When building a geospatial application it is very easy to get into problems with performance, mostly because of the volume of data - complex geometries containing many vertices and/or large datasets containing many geometries. Just think of the number of objects that Google Maps has to store to support everything we do while using the application - all the buildings in the world, all the roads, rivers, terrain information, traffic… On the other hand, users will often expect instant or close to instant responsiveness of the application while moving on the map and zooming in and out. So, how do we accomplish that?
There are a few different techniques that can dramatically improve the performance of spatial operations. Before we dig into the solution, let’s analyze the problem. Spatial queries typically involve intersection or similar operations and not the exact equality comparison that we often use with regular SQL queries. If we have a large dataset of complex geometries, it will be very computationally heavy to check which of the geometries intersect with the given geometry.

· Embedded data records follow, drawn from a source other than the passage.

Issue #253, opened 2016-10-03
Should `hoistStatics` docs be clarified? 


joekrill:
The API docs for `hoistStatics` simply says:

> Augments a higher-order component so that when used, it copies static properties from the base component to the new component. This is helpful when using Recompose with libraries like Relay.

But under-the-hood it uses `hoist-non-react-statics` -- so any non-react statics _won't_ be hoisted. The docs don't exactly explain (or imply) this. Given that:

1. Should the docs be clarified? I'll create a quick PR for updating the API.md.
2. Is there a legitimate need to hoist statics _including_ non-react statics? For example, being able to access propTypes and defaultProps values?
   * If so, should there be an additional function, or a parameter to `hoistStatics` to ignore specific statics? 
  * If not, should this be renamed to `hoistNonReactStatics` or something more explicit?

istarkov:
1) Merged, let's solve problem one by one
2) I'm sorry I don't know the answer, @wuct @acdlite could you help?

istarkov:
I could just suggest that hoisting React statics will break multiple `defaultProps` and similar enhancers.

wuct:
2) I can't come up with an use case for hoisting non-react statics. In my case, if I want to reuse a `propTypes`, I hoist it manually. IMO this way is easy enough and more clear about what we want to do. For example:

```JavaScript
const itemPropTypes = { ... }

const Item = setPropTypes(itemPropTypes)(...)

const List = setPropTypes({ items: PropTypes.arrayOf(PropTypes.shape(itemProptypes)) })(...)
```

PR #254, opened 2016-10-03
Add details about static types that will not be hoisted with hoistSatics

joekrill:
Clarifies how hoistStatics works, see #253


istarkov:
Super!!! Thank you!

As an example, let’s analyze a problem that is faced by almost any geospatial application, such as Google Maps. When a user opens the map, it is up to the system to determine which of the objects from the database of all objects on the globe are relevant for the current AOI (area of interest - the rectangle the user is looking at). This is typically done by intersecting the AOI rectangle with polygons (or other vector objects) representing the features of the map to determine which ones should be fetched from the storage and rendered on the screen. To simplify, we can assume that we are only dealing with rivers and those rivers are stored as records of PostGIS’ geometry (Polygon,4326) type in a separate table.
CREATE TABLE river (
rid uuid PRIMARY KEY,
name text,
shape geometry(polygon,4326)
);
Then we can try to find those rivers that intersect with our AOI polygon using the query below.
SELECT *
FROM river r
WHERE ST_Intersects(r.shape, ST_MakeEnvelope(24, 47, 25, 48, 4326));
We are using ST_MakeEnvelope function to construct our AOI rectangle with the provided top-left and bottom-right latitude/longitude coordinates and 4326 as the SRID of the polygon.

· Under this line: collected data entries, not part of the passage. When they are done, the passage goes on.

PR #267, opened 2016-10-31
Misc fixes & improvements

matthieuprat:
This is a mixed bag of tiny fixes and improvements that I came up with as I was browsing the docs and the code.


istarkov:
Thank you!!!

As expected, running the “Explain Analyze” tool in Postgres shows that we are indeed performing a table-scan on the “river” table, which can slow things down if we have more than a few records in the table.
Spatial Indexing
Enter spatial indexing. The first and easiest optimization that we would implement is creating a spatial index on our river table. Spatial indexes are explained in more detail in the first article in the series.
CREATE INDEX river_shape_idx ON river USING gist(shape);
If we re-run the SELECT query above, the query execution plan switches from “Seq Scan” to “Index Scan” and query execution time is reduced by ~97%.
In some cases, this may be perfectly sufficient and we could stop with the optimization here. The spatial index helps to narrow down the records from the table whose bounding boxes intersect with our AOI rectangle, so PostGIS needs to perform the intersection math on only a small fraction of the polygons in the table instead of the whole table. When the polygons we are dealing with are relatively simple and small, that may be sufficiently performant. Most of the intersecting bounding boxes will in fact result in actual polygon intersections and there will be very few false positives.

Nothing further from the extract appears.